Data analysis was performed with the complete data set, thus obtaining the P Matrix shown in Figure 4.
This model can be a little difficult to analyze, so the top three combinations of the three most representative and least representative forces are shown. Figure 5 presents the results; the last column shows the percentage of normalized representativeness.
Analyzing all the records, the average percentage of representativeness was 34.76%. It is interesting to see how each combination behaves, for example, that of "Alcohol, Malic acid, Color intensity" can be seen in Figure 6.
Finally, the experiment is carried out as shown in Table 4 and Table 5.
IV. DISCUSSION
The representativeness analysis based on the method of checking the coverage arrays shows poorly attended combinations within a data set, it is an exhaustive task that can be time consuming according to the strength to be analyzed. But it is interesting to see how common combinations can be either over represented or under represented. For example, Figure 4 shows how the combination of "Alcohol, Magnesium, Color intensity" for the values "0,0,0" i.e., the three below the overall average, has forty-three elements but the combination "0,1,1" i.e., Alcohol below the average and "Magnesium, Color intensity" above has only three. The question for researchers would be Is this combination really uncommon? Or maybe the way the sample was taken had to do with the low representativeness? (for example, if it was taken in a specific region where these indicators have a certain tendency).

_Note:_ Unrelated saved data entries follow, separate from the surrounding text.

PR #189, opened 2023-07-24
update some files for release v1.7.1

yandongxiao:


scripts/artifacts.sh
```diff
@@ -1,5 +1,8 @@
 #! /bin/sh
 
+set -e
+set -x
```
kevincai, line 4:
```suggestion
set -ex
```

kevincai (approved):

PR #193, opened 2023-07-25
create namespace for starrocks cluster

yandongxiao:


helm-charts/charts/kube-starrocks/values.yaml
```diff
@@ -51,8 +51,21 @@ starrocksOperator:
 starrocksCluster:
   # the name of starrockscluster cluster, if not set, the chart name will be used.
   name: ""
-  # the namespace of starrockscluster cluster, if not set, the release namespace will be used.
-  namespace: ""
+  # By default, starrockscluster will be deployed in the same namespace as the
+  # operator, and normally you can use helm --namespace to specify the namespace.
+  # This is used to create a different namespace for starrockscluster cluster with specified annotations.
+  namespace:
```
kevincai, line 57: what if the user uses an old version of values.yaml which gives starrocksCluster.namespace != "", will it report error when upgrades to this new version?

helm-charts/charts/kube-starrocks/values.yaml
```diff
@@ -51,8 +51,21 @@ starrocksOperator:
...
+    # if not set, the release namespace will be used.
+    # if set, the namespace will be created, and starrocks cluster and operator
+    # will be deployed in different namespaces.
+    name: ""
+    # annotations for starrockscluster namespace.
+    annotations: {}
```
kevincai, line 63: or rather than asking user to provide annotations here, can we have a `runOnOpenShift` option, if user sets it to `true`, chart automatically generate the annotation for the namespace.

Again, if the namespace already exists, will this change cause upgrade failure? or what exactly the behavior is?

helm-charts/charts/kube-starrocks/values.yaml
yandongxiao: yes, this will be a break change. And user need to update its values.yaml file

PR #204, opened 2023-08-02
support fe proxy

yandongxiao:
- use subchart to support multiple starrocks clusters
- support fe proxy


helm-charts/charts/kube-starrocks/charts/starrocks/templates/fe-proxy/feproxy.yaml
```diff
@@ -0,0 +1,146 @@
...
+      labels:
+        {{- include "feproxy.labels" . | nindent 8 }}
+    spec:
+      securityContext:
+        runAsNonRoot: true
+        runAsUser: 101
+        runAsGroup: 101
+      {{- if .Values.feProxy.nodeSelector }}
+      nodeSelector:
+        {{- toYaml .Values.feProxy.nodeSelector | nindent 8 }}
```
kevincai, line 27: probably need provide `affinity` and `tolerations` related configuration to end user as well.

helm-charts/charts/kube-starrocks/charts/starrocks/templates/fe-proxy/feproxy.yaml
```diff
@@ -0,0 +1,146 @@
+{{- if .Values.feProxy.enabled }}
+
+# create fe proxy deployment
+apiVersion: apps/v1
+kind: Deployment
```
kevincai, line 5: expect this deployment can be managed by operator, so it is part of the crd.

PR #211, opened 2023-08-08
add fe proxy

yandongxiao:


helm-charts/charts/kube-starrocks/charts/starrocks/values.yaml
```diff
@@ -408,3 +408,54 @@ configMaps: []
...
+    tag: 1.24.0
+  resources:
+    limits:
+      cpu: 1
+      memory: 2Gi
+    requests:
+      cpu: 1
+      memory: 2Gi
+  # set the resolver for nginx server
+  resolver: kube-dns.kube-system.svc.cluster.local
```
kevincai, line 428: can we make this default?

helm-charts/charts/kube-starrocks/charts/starrocks/values.yaml
```diff
@@ -408,3 +408,54 @@ configMaps: []
   #     key: |
   #       this is the content of the configmap
   #       when mounted, key will be the name of the file
+
+# specify the fe proxy deploy or not.
+feProxy:
+  # specify the fe proxy deploy or not.
+  enabled: true
+  replicas: 1
+  image:
```
kevincai, line 417: can we make this image section omit by default?

helm-charts/charts/kube-starrocks/charts/starrocks/values.yaml
```diff
@@ -408,3 +408,54 @@ configMaps: []
...
+  tolerations: []
+    # - key: "key"
+    #   operator: "Equal|Exists"
+    #   value: "value"
+    #   effect: "NoSchedule|PreferNoSchedule|NoExecute(1.6 only)"
+  # This ConfigMap store the nginx.conf for fe proxy.
+  # If configMapName is empty, operator will use its default nginx.conf.
+  # You can create a ConfigMap with the key nginx.conf to override the default nginx.conf, and please
+  # make sure nginx server is listening on port 8080
+  configMapInfo:
```
kevincai, line 460: any specific configmap we needed to make it running for now?

helm-charts/charts/kube-starrocks/charts/starrocks/values.yaml
yandongxiao: the default value is also kube-dns.kube-system.svc.cluster.local. I will set it to empty string in values.yaml

helm-charts/charts/kube-starrocks/charts/starrocks/values.yaml
yandongxiao: ok, I will check these fields, and make them have default values.

helm-charts/charts/kube-starrocks/charts/starrocks/values.yaml
yandongxiao: operator will create a confimap to store the nginx.conf, mount it to pod

kevincai: we can even generate.the conf on the fly in entrypoint with necessary env var injected by operator.

yandongxiao: > if we are not going to allow user to provide their own nginx conf, is this configmap needed in crd?

no, shall we delete it from values.yaml ?

yandongxiao: operator allow users to use their own nginx.conf, in case our implementation is not comlete.

kevincai: I don't think so, I can't think of any cases that the user needs to modify this nginx.conf. In order not to build our own nginx img, we can do the nginx conf mounted from configmap by the operator. the img is necessary in case they can't access the img from public network.

yandongxiao: ok, I will remove it.

helm-charts/charts/kube-starrocks/values.yaml
```diff
@@ -66,6 +66,7 @@ starrocks:
   initPassword:
     enabled: false
     password: ""
+    # The secret name that contains password, the key of the secret is "password", and you should create it first.
```
kevincai, line 69: should move this into a separate PR.

deploy/operator.yaml
```diff
@@ -23,168 +23,52 @@ rules:
...
   - statefulsets
   verbs:
-  - create
-  - delete
-  - get
-  - list
-  - patch
-  - update
-  - watch
+  - '*'
```
kevincai, line 28: is it a good practice to use "*" to acquire all permissions. one of the rule is acquiring only necessary permissions.

helm-charts/charts/kube-starrocks/charts/starrocks/templates/starrockscluster.yaml
```diff
@@ -370,3 +370,33 @@ spec:
       configMapName: {{template  "starrockscluster.cn.configmap.name" . }}
       resolveKey: cn.conf
 {{- end }}
+{{- if .Values.starrocksFeProxySpec.enabled }}
+  starRocksFeProxySpec:
+    {{- if .Values.starrocksFeProxySpec.image.repository }}
```
kevincai, line 387: what if use doesn't provide the repository setting, the crd will not have the image configuration, will operator fill the `image` field?

deploy/operator.yaml
yandongxiao: yes, you are right, but the original permissions are equal '*'.

helm-charts/charts/kube-starrocks/charts/starrocks/templates/starrockscluster.yaml
yandongxiao: in starrocksFeProxySpec, no fields is necessary.

helm-charts/charts/kube-starrocks/values.yaml
yandongxiao: Ok, I will create a new PR for testing for v1.8.0

pkg/sub_controller/feproxy/feproxy_configmap.go
```diff
@@ -0,0 +1,131 @@
...
+		return err
+	}
+	httpPort := rutils.GetPort(config, rutils.HTTP_PORT)
+
+	feServiceName := service.ExternalServiceName(src.Name, src.Spec.StarRocksFeSpec)
+	proxyPass := fmt.Sprintf("http://%s:%d", feServiceName, httpPort)
+
+	resolver := feProxySpec.Resolver
+	if resolver == "" {
+		resolver = "kube-dns.kube-system.svc.cluster.local"
```
kevincai, line 36: whether we can call api server to get the accurate core-dns service? e.g. the core-dns deployed in a different namespace, or the kubernetes has a different domain name other than `.cluster.local`

yandongxiao: I do not think api-server knows that, and that is why I add a resolver filed in CRD

kevincai (approved):

PR #244, opened 2023-08-21
support ports fields

yandongxiao:


helm-charts/charts/kube-starrocks/charts/starrocks/values.yaml
```diff
@@ -63,6 +63,12 @@ starrocksFESpec:
     loadbalancerIP: ""
     # add annotations for fe service.
     annotations: {}
+    # config the service port for fe service.
+    # if you want to use a dedicated port for fe service, you can config the port.
```
kevincai, line 67: we can hava as many links as possible to k8s official document, so if the user doesn't understand the meaning of the configuration, they can learn from k8s official document.

kevincai (approved):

It can be complex to answer sampling questions, but this can be the key to having more robust models, especially when looking for algorithms to be more inclusive. Now, the overall representativeness indicator is still too naive and does not give a useful approximation to the researcher, but it is an interesting starting point to understand how complete a dataset is without taking into account reference data.
Finally, it is clear that there are several ways to select data to train and evaluate an algorithm, e.g., for classification. However, the way this separation is done may depend on the results of the model, it does not mean that a higher representativeness makes a more accurate model, but it can be a fairer starting point for algorithms that take into account most possible scenarios.
V. CONCLUSIONS
The representativeness of the data is often not taken into account in the data science process, and the consequences can be serious, especially when the algorithms are intended to have an equitable approach. Therefore, it is necessary to perform early assessments of data quality to avoid having biased models due to incomplete data. In this sense, problems such as class imbalance have been studied in depth, but the analysis of the remaining data requires more work.
A naive model that requires more iterations but gives an initial taste of how to measure representativeness in data sets, which is not so common, was proposed. The challenge lies in evolving the model to support categorical, continuous data, and, above all, establish metrics that can be interpreted by scientists and allow them to make better decisions regarding the sampling of their data.
Finally, it is important to emphasize that the creation of indicators must go hand in hand with visual aids that allow understanding different aspects of the data analyzed; the use of colors and different types of graphics to understand the analyses proposed here has been positive.